You may not give the water in the food you eat much thought. But fruits like watermelon are a source of water and can help you meet your daily fluid needs for adequate hydration. Ninety-two percent of the weight in a serving of watermelon is water. In fact, Clemson Cooperative Extension recommends you choose high-water containing fruit to meet fluid needs instead of juice.
Low-Calorie Sweet Treat
Another benefit of the high water content in watermelon is that it keeps calories low. A 1-cup serving of watermelon balls contains 46 calories, 12 grams of carbs, almost 1 gram of fiber, 1 gram of protein and no fat.
With so many people struggling with their weight, eating low-calorie foods like watermelon may help. The large portion size and low calorie content of the sweet fruit helps fill you up without making a huge dent in your daily calorie allowance.
Full of Vitamins A and C
Watermelon is an excellent source of both vitamins A and C; a 1-cup serving of watermelon balls meets 18 percent and 21 percent of the daily value, respectively.

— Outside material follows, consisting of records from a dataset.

PR #737, opened 2016-06-06
[TIMOB-23296] Include language resources on packaging

infosia:
[TIMOB-23296](https://jira.appcelerator.org/browse/TIMOB-23296)
[TIMOB-23404](https://jira.appcelerator.org/browse/TIMOB-23404)

- Include language resources on packaging
- Add languages resources to samples

```javascript
    Ti.Locale.setLanguage('en');
    Ti.API.info('current language is: ' + Ti.Locale.getCurrentLanguage());
    Ti.API.info('before change ' + L('this is my key'));
    Ti.Locale.setLanguage('en-GB');
    Ti.API.info('new language is: ' + Ti.Locale.getCurrentLanguage());
    Ti.API.info('after change ' + L('this is my key'));
});
win.open();
```

i18n/en/strings.xml
```xml
<resources>
  <string name="this is my key">this is my value</string>
</resources>
```

i18n/en/app.xml
```xml
<resources>
    <string name="appname">app name en</string>
</resources>
```

i18n/en-GB/strings.xml
```xml
<resources>
  <string name="this is my key">this is my en-GB value</string>
</resources>
```

i18n/en-GB/app.xml
```xml
<resources>
    <string name="appname">app name en-GB</string>
</resources>
```


infosia:
Hmm, I don't know why `NMocha` doesn't handle i18n resources...basically I think `i18n` resources should have been included in Visual Studio project with specific path (`Strings/en/Resources.resw` etc), and `Ti.Locale.getString` just handles it accordingly based on current language. It does work when you manually create VS project (see `NG` project), Titanium CLI doesn't handle that accordingly now.

vs_project

infosia:
I'm still struggling to make this work. Basic idea here is to let CMake handle languages resources (see [Examples/NG/CMakeLists.txt](https://github.com/appcelerator/titanium_mobile_windows/pull/737/files#diff-62eaa993604ca92e37cb12c85bf05cfc). It works good on `NG` and `NMocha` examples so far, but when it comes to Titanium CLI it doesn't, `Ti.Locale.getString` doesn't work as expected even when app package seems to be correctly created. Any help would be appreciated! cc @sgtcoolguy @garymathews

sgtcoolguy:
build win 10

sgtcoolguy:
build win 8.1

Tools/Scripts/build/test.js
```diff
@@ -201,7 +201,7 @@ function addTiAppProperties(sdkVersion, next) {
 function copyMochaAssets(next) {
 	// Copy over Resources
 	wrench.copyDirSyncRecursive(MOCHA_ASSETS_DIR, path.join(projectDir, 'Resources'), {
-		forceDelete: true
+		forceDelete: true, exclude: /Resources.resw$/
 	});
 	// Copy over modules
```
sgtcoolguy: I think the issue here is that you need to add a line copying over the i18n files explicitly here, something along the lines of:
```javascript
// Copy over i18n
wrench.copyDirSyncRecursive(path.join(MOCHA_ASSETS_DIR, 'Strings'), path.join(projectDir, 'i18n'), {
forceDelete: true
});
```

infosia:
Thanks! I found it was a part of the reason why it didn't work 👍  Also, I think I got another reason why it doesn't work on emulator. Looks like it was because `ApplicationLanguages::PrimaryLanguageOverride` actually needs language packages installed on the emulator.  It needs language package downloaded/installed on the emulator, and until it doesn't `ApplicationLanguages::PrimaryLanguageOverride` takes no effect.

setting

PR #912, opened 2016-12-22
[TIMOB-23613] Attempt to split encryption process

infosia:
Relates to [TIMOB-23613](https://jira.appcelerator.org/browse/TIMOB-23613)

Attempt to split encryption process due to the issue around `spawn ENAMETOOLONG`.
This needs new `titanium_prep` because we need a way to specify encryption key for following commands. https://github.com/appcelerator/titanium_prep/pull/26

### DIFF
--- a/cli/commands/_build/encrypt.js
+++ b/cli/commands/_build/encrypt.js
@@ -20,15 +20,41 @@ exports.mixin = mixin;
  */
 function mixin(WindowsBuilder) {
 	WindowsBuilder.prototype.processEncryption = processEncryption;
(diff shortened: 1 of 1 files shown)


infosia:
So just pushed a quick fix, this may look dirty (I was using unused argument to specify encryption seed for titanium_prep) https://github.com/appcelerator/titanium_prep/pull/26 I was able to make it work locally by this.

infosia:
This workaround may work good, but I'm afraid how splitting Java process affects build time. Obviously it will be bad. I'll come up with `--file-listing` solution that @sgtcoolguy suggests.

infosia:
#913

PR #914, opened 2016-12-28
[TIMOB-24263] Investigate crash on HttpClient

infosia:
DO NOT MERGE

[TIMOB-24263](https://jira.appcelerator.org/browse/TIMOB-24263)

We've been seeing that Windows 10 node on Jenkins tends to crash around UI tests (ListView etc) when we enable HttpClient test. I suspect something is leaking/blocking after use of HttpClient.


infosia:
Interesting...this patch makes tests pass! :1st_place_medal:

infosia:
Closing, as taken over by #916

PR #916, opened 2017-01-05
[TIMOB-24268] Fix crash/freeze in HttpClient

infosia:
[TIMOB-24268](https://jira.appcelerator.org/browse/TIMOB-24268)

Attempt to fix crash/freeze in HttpClient.

It may be because we used `concurrency::cancellation_token_source` wrong, we did cancel it twice at HttpClient destructor. We might just want to use it as local variable so it doesn't bother.


infosia:
#917

PR #927, opened 2017-01-18
[TIMOB-24318] Stop use of Sleep()

infosia:
[TIMOB-24318](https://jira.appcelerator.org/browse/TIMOB-24318)

It seems Microsoft starts to deprecate some threading functions that makes Windows App Certification Kit fails even when they are marked "*Supported on Windows Phone 8.1*"  :anguished:

* [SuspendThread](https://msdn.microsoft.com/en-us/library/windows/desktop/ms686345(v=vs.85).aspx) (used in JavaScriptCore)
* [ResumeThread](https://msdn.microsoft.com/en-us/library/windows/desktop/ms685086(v=vs.85).aspx)  (used in JavaScriptCore)
* [Sleep](https://msdn.microsoft.com/en-us/library/windows/desktop/ms686298(v=vs.85).aspx)

Fortunately we have `std::this_thread::sleep_for` for alternative of `Sleep`.


infosia:
test this please

garymathews:
CR: **PASS**

PR #940, opened 2017-01-31
[TIMOB-24134] TableView.data should return TableViewSection[]

infosia:
[TIMOB-24134](https://jira.appcelerator.org/browse/TIMOB-24134)

`TableView.data` should return `TableViewSection[]`. As far as I can see from the source, `data` always returns `TableViewSection[]` on [iOS](https://github.com/appcelerator/titanium_mobile/blob/master/iphone/Classes/TiUITableViewProxy.m#L782) and [Android](https://github.com/appcelerator/titanium_mobile/blob/master/android/modules/ui/src/java/ti/modules/titanium/ui/TableViewProxy.java#L697). The reason why type of `Ti.UI.TableView.data` is marked both `Titanium.UI.TableViewRow[]/Titanium.UI.TableViewSection[]` in [API doc](http://docs.appcelerator.com/platform/latest/#!/api/Titanium.UI.TableView-property-data) I think is that it _accepts_ `Titanium.UI.TableViewRow[]` as well as `Titanium.UI.TableViewSection[]` whereas `data` _always returns_ `Titanium.UI.TableViewSection[]`. So Windows implementation was wrong in this case.

```js
var _window = Ti.UI.createWindow();
    top: 0,
    bottom: 0
});

var tableData = [];

for (var i = 0; i < 10; i++) {
    tableData.push(Ti.UI.createTableViewRow({
        title: "Row " + (i + 1)
    }));
}

table.setData(tableData);

_window.add(table);

table.addEventListener("click", function (e) {
    alert(table.data[0].rows[e.index].title);
});
_window.open();
```

### DIFF
--- a/Source/TitaniumKit/include/Titanium/UI/TableView.hpp
+++ b/Source/TitaniumKit/include/Titanium/UI/TableView.hpp
@@ -56,7 +56,7 @@ namespace Titanium
 			  @abstract data
 			  @discussion Rows of the table view.
 			*/
-  			TITANIUM_PROPERTY_IMPL_DEF(std::vector<JSObject>, data);
+			virtual void set_data(const std::vector<JSObject>& data) TITANIUM_NOEXCEPT;
 
 			/*!
 			  @method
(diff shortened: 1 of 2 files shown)


garymathews:
CR: **PASS**
FT: **PASS**

👍

PR #941, opened 2017-01-31
Move body of builds from batch scripts into Jenkinsfile, to hopefully…

sgtcoolguy:
… set up for better parallelization of build eventually and maybe more stability.


sgtcoolguy:
Squashed and merged manually.

PR #947, opened 2017-02-08
[TIMOB-24385] Fix Ti.Network.Socket.TCP.readAsync() to be continuous

garymathews:
- Fixed continuous output from `readAsync()`
- Improved error/exception handling for both `read` and `write` callbacks

##### app.js
```Javascript
var socket = Ti.Network.Socket.createTCP({
    host: '127.0.0.1',
    port: 6262,
    timeout: 3000,

    connected: function (e) {
        console.log('connected to server');

        // recieve data
        Ti.Stream.pump(e.socket, function (e) {
            if (!e.success) {
                console.error('recv: ' + e.error);
                return;
            }
            console.log('recv: ' + e.buffer.toString());
        }, 1024, true);

        // send data
        var i = setInterval(function () {
            if (!socket) {
                clearInterval(i);
                return;
            }

            console.log('sending data...');
            Ti.Stream.write(socket, Ti.createBuffer({ value: 'test' }), function (e) {
                if (!e.success) {
                    socket = null;
                    console.error('send: ' + e.error);
                    return;
                }
                console.log('sent');
            });
        }, 5000);
    },
    error: function (e) {
        clearInterval(i);
        socket = null;
        console.error(e);
    }
});

console.log('connecting...');
socket.connect();
```

##### index.js
```Javascript
var net = require('net'),
	port = 6262;

net.createServer(function (socket) {

	console.log('client ' + socket.remoteAddress + ' connected');

	socket.on('data', function (data) {
		console.log('recv: ' + data);
		socket.write(data);
	});

	socket.on('end', function () {
		console.log('client ' + socket.remoteAddress + ' disconnected');
	});

}).listen(port);

console.log('server listening on port ' + port);
```
- Run the TCP server (*index.js*) and run the test case application
- The `Ti.Stream.pump` callback should continuously be receiving data
- Terminate the server while the test case application is still running
- The test case application should error elegantly

[JIRA Ticket](https://jira.appcelerator.org/browse/TIMOB-24385)

### DIFF
--- a/Source/Network/src/Socket/TCP.cpp
+++ b/Source/Network/src/Socket/TCP.cpp
@@ -169,6 +169,7 @@ namespace TitaniumWindows
 			{
 				if (state__ == Titanium::Network::Socket::State::Connected ||
 					state__ == Titanium::Network::Socket::State::Listening) {
+					state__ = Titanium::Network::Socket::State::Closed;
 					delete socket__;
 				} else {
 					error("socket is not in connected or listening state");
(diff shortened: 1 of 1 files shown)


infosia:
I saw a crash when server is down _before_ app is launched. In this case C++ exception is happening while `connect`, and then `error` callback is called accordingly. But in this case `error()` callback throws JavaScript exception because `undefined` is specified in `clearInterval()`.  Note that `i` goes `undefined` when it is called _before_ `connect()` in your example.

```js
    error: function (e) {
        clearInterval(i); // i is undefined!
        socket = null;
        console.error(e);
    }
```

So in this case we found an issue in clearInterval actually, `clearInterval(undefined)` should never throws exception :( But also, what we need to do here is that we should be making sure that invoking JavaScript callback never throws exception even in this case.

```c++
void TCP::error(const std::string& message)
{
	try {
		if (error__.IsObject()) {
			auto error_obj = static_cast<JSObject>(error__);
			if (error_obj.IsFunction()) {
...
				error_obj({ args }, get_object());
			}
		}
	} catch (...) {
                // last resort
		TITANIUM_LOG_WARN("oops");
	}
}
```

infosia:
**CR** & **FR** Looks good :)

PR #948, opened 2017-02-09
[TIMOB-24382] Adding same component should not cause error

infosia:
[TIMOB-24382](https://jira.appcelerator.org/browse/TIMOB-24382)

Adding same component multiple times should not cause error to align with iOS behavior.

```js

var label = Ti.UI.createLabel({ text: 'Test' });

win.add(label);
win.add(label);

win.open();
```


garymathews:
CR: **PASS**
FT: **PASS**

👍

PR #954, opened 2017-02-15
[TIMOB-24132] Implement TableView.touchmove event

infosia:
[TIMOB-24132](https://jira.appcelerator.org/browse/TIMOB-24132)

Much of the vitamin A content in the watermelon is in the form of beta carotene, an antioxidant that protects your cells from damage by free radicals. People who eat more foods rich in beta carotene like watermelon seem to have a lower risk of both heart disease and cancer, according to the University of Maryland Medical Center.
Vitamin C is also an antioxidant and may help regenerate other antioxidants in your body, according to the Office of Dietary Supplements, adding extra protection against free radicals. The vitamin C in watermelon also helps make collagen, which you need for wound healing, and the amino acid L-carnitine.
May Improve Blood Pressure
Watermelon may also help lower your blood pressure, especially when under stressful situations. A study published in 2014 in the American Journal of Hypertension investigated the effects of watermelon extract on blood pressure in a group of obese hypertensive adults when exposed to cold temperatures, which increases blood pressure. The study found that the watermelon extract improved blood pressure during the added stress of the temperature change, and the researchers suggest that watermelon may improve heart health during the winter months.
However, watermelon extract may be a more concentrated source of nutrients than the actual fruit, and studies using the fruit may be needed to confirm its effects on blood pressure.